AVAILABLE RECORDS below:

Issue #324, opened 2015-05-26
Documenting the functions in code


drdhaval2785:
It seems that the initial part of the class has comments which allow the user to see what happens.
But when the functions start, there is absolutely no comments.
Having it profusely commented would help the user to understand what is happenning in the code.

mastito03:
+1

PR #330, opened 2015-06-24
Added docblocks

Tjoosten:
referrer to #324


Parsedown.php
```diff
@@ -55,8 +78,12 @@ function setBreaksEnabled($breaksEnabled)
         return $this;
     }
 
-    protected $breaksEnabled;
-
+    /**
+     * setMarkupEscaped()
```
GrahamCampbell: :-1: for all these descriptions

GrahamCampbell:
:-1:

GrahamCampbell:
Most of these phpdocs are wrong or pointless.

Tjoosten:
Ok sorry u was trying to help

Parsedown.php
```diff
@@ -283,6 +324,13 @@ private function lines(array $lines)
     #
     # Code
 
+    /**
+     * blockCode()
+     *
+     * @param $Line
```
GrahamCampbell: this is no s unless you include the type

Parsedown.php
```diff
@@ -283,6 +324,13 @@ private function lines(array $lines)
...
+     * @param null $Block
```
GrahamCampbell: this type is wrong

Parsedown.php
```diff
@@ -309,6 +357,13 @@ protected function blockCode($Line, $Block = null)
         }
     }
 
+    /**
+     * blockCodeContinu()
+     *
+     * @param $Line
```
GrahamCampbell: and it's the same for all of it...

cebe:
there is no sense in adding docblocks that could be autogenerated by an IDE as they do not add any value to what is already visible from the code. If adding phpdoc comments they should contain useful description.

nblackburn:
Adding docblocks is a good idea but they at least need to be descriptive.

GrahamCampbell:
> Adding docblocks is a good idea but they at least need to be descriptive.

And actually have correct syntax. Nearly every param annotation here is missing the type so is incorrect syntax. In some cases the types are even wrong too.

End of AVAILABLE RECORDS.

What lines in the entries above include the string "these"? Return each one.

WRITTEN RESPONSE
GrahamCampbell: :-1: for all these descriptions
Most of these phpdocs are wrong or pointless.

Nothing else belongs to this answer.